I'm having the same problem. I've tried over the air (OTA) provision of .p12 files, both with and without passwords; I've tried manual import via Apple Configurator, both with and without password. Sadly it never works.

Unfortunately, this issue remains unfixed in iOS 8.1. Has anyone managed to get this working yet?

EDIT: it appears in iOS 8 you are required to manually install a user's Public Key — even your own! To test this:

1. Email yourself ensuring the message is signed

2. Touch the Verified badge beside your name

3. Touch 'View Certificate'

4. Touch 'Install'

Composing an email to yourself now should offer Encryption.

This appears particularly cumbersome given how automatic this process was in iOS 7 and earlier. Further discussion here: iOS 8 Per User S/MIME

Hello together,

do you have some news about that? I have the same problem since iOs 8.x and on my iPhone6. on my iPad2 everythink works fine with s/mime under iOs 8.x. But not on my iPad air too...

iOS 8.1 is not a solution for this problem.

Hello,

here are my reports:

I noticed this problem after enabling the iCloud keychain.

i had two accounts using S/MIME installed. Only one account was affected by this issue. Both certificates are from the same CA.

I first tried reinstalling the certificate without success. But since users were reporting in this thread, that playing around with the configuration suddenly resolved the issue i completely removed the mail account from the device and reconfigured it from scratch. This fixes the issue.

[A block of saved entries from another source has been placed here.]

PR #12980, opened 2025-02-28
fix(kuma-cp): move package level variable to struct

lukidzi:
## Motivation

Data race, since in the test we create multiple instances we hit a race condition.

## Implementation information

The logger was on a package level, meaning each call for `NewCollector` overrides the logger. Move it to the structure

### DIFF
--- a/pkg/gc/collector.go
+++ b/pkg/gc/collector.go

Its a little bit annoying to type in the account info again, but at least for me this is a solution.

HTH

It was working fine on my iPad 2 after the iOS 8 upgrade, but not on my iPhone 6 which was synced from a profile from my old iPhone 4. Removing and reinstalling the email accounts solved the problem.

Thanks odx!

I had a very similar issue too. I got the message that my profile wasn't installed and couldn't encrypt any messages, despite the fact that it was installed correctly. I simply did a hard reset of the device (iPhone 6 Plus), by holding the Home button and Power Button together for 10 seconds... and after it rebooted I was able to sign and encrypt my emails normally. That seemed to fix the problem.

Like for the others, I had also to delete and re-create my exchange mailbox. I moved today from iPhone 5s to 6 and used iTunes to migrate my settings. I installed root and intermedia certificate before my signing certificate including private key. iPhone said, the certificate could be verified. But still I got the same message as you. Deleting and recreating mailbox helped.